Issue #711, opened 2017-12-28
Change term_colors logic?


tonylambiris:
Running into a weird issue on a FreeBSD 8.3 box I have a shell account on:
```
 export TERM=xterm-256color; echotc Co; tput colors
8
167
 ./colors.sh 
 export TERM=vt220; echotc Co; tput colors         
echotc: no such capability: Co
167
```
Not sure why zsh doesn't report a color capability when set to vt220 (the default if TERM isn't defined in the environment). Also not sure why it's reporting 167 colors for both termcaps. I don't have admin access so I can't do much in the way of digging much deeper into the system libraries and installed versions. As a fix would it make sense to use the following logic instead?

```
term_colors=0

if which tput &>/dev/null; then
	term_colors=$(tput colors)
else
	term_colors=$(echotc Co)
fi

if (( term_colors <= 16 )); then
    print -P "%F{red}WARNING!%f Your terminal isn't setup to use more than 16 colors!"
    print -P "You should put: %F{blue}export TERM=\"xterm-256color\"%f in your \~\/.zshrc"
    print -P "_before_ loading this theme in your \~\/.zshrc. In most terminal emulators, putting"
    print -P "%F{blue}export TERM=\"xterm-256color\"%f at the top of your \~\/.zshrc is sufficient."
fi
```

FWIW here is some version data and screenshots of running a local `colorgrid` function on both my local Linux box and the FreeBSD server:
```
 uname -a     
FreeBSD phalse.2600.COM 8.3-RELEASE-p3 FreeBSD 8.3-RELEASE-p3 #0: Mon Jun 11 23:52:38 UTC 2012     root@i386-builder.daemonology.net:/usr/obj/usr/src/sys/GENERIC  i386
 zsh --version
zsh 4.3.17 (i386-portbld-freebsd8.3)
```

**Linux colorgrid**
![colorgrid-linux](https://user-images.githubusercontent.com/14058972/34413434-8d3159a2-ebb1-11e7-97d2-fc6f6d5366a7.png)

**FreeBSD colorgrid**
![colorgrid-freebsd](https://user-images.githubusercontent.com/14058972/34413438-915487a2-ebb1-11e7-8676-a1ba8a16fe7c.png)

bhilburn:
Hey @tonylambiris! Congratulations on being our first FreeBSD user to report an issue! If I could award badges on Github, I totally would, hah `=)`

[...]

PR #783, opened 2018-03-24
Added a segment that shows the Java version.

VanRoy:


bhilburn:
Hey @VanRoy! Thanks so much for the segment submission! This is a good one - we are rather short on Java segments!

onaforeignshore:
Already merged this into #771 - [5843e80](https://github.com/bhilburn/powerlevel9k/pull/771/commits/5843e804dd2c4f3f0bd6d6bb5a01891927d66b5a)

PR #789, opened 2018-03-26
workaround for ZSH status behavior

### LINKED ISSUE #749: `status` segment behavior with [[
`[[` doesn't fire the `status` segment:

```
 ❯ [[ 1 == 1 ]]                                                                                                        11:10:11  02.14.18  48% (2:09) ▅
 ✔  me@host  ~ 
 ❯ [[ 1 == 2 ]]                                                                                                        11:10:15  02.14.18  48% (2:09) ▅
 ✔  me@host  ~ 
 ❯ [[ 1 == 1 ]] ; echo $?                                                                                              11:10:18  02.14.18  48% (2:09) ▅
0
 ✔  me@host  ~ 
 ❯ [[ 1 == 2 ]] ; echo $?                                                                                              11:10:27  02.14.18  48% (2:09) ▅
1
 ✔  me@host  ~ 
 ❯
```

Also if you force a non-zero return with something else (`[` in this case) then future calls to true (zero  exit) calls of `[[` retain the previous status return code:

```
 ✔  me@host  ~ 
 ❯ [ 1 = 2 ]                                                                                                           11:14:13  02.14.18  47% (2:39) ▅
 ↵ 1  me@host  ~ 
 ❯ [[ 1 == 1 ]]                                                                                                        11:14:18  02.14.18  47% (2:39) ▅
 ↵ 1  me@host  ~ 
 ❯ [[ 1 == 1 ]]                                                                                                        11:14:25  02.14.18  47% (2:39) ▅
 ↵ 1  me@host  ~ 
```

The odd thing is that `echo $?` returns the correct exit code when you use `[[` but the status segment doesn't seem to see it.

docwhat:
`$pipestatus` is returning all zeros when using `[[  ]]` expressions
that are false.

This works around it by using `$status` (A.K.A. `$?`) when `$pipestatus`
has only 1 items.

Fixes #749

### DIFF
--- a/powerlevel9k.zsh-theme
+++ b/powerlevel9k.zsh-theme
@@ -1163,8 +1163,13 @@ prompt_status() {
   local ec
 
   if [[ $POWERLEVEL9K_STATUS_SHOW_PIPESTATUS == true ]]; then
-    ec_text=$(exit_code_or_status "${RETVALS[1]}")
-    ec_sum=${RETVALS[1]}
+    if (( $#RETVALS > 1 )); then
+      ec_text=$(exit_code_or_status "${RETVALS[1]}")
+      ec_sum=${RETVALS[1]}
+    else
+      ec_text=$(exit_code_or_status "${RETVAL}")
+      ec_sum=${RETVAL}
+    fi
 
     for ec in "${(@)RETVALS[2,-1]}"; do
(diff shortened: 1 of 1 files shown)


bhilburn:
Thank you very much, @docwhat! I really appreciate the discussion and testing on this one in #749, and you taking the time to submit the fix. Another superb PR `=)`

> **What the exercise asks**
In the records above, locate the lines holding the word "images". Copy each of them.

> **Task result**
![colorgrid-linux](https://user-images.githubusercontent.com/14058972/34413434-8d3159a2-ebb1-11e7-97d2-fc6f6d5366a7.png)
![colorgrid-freebsd](https://user-images.githubusercontent.com/14058972/34413438-915487a2-ebb1-11e7-8676-a1ba8a16fe7c.png)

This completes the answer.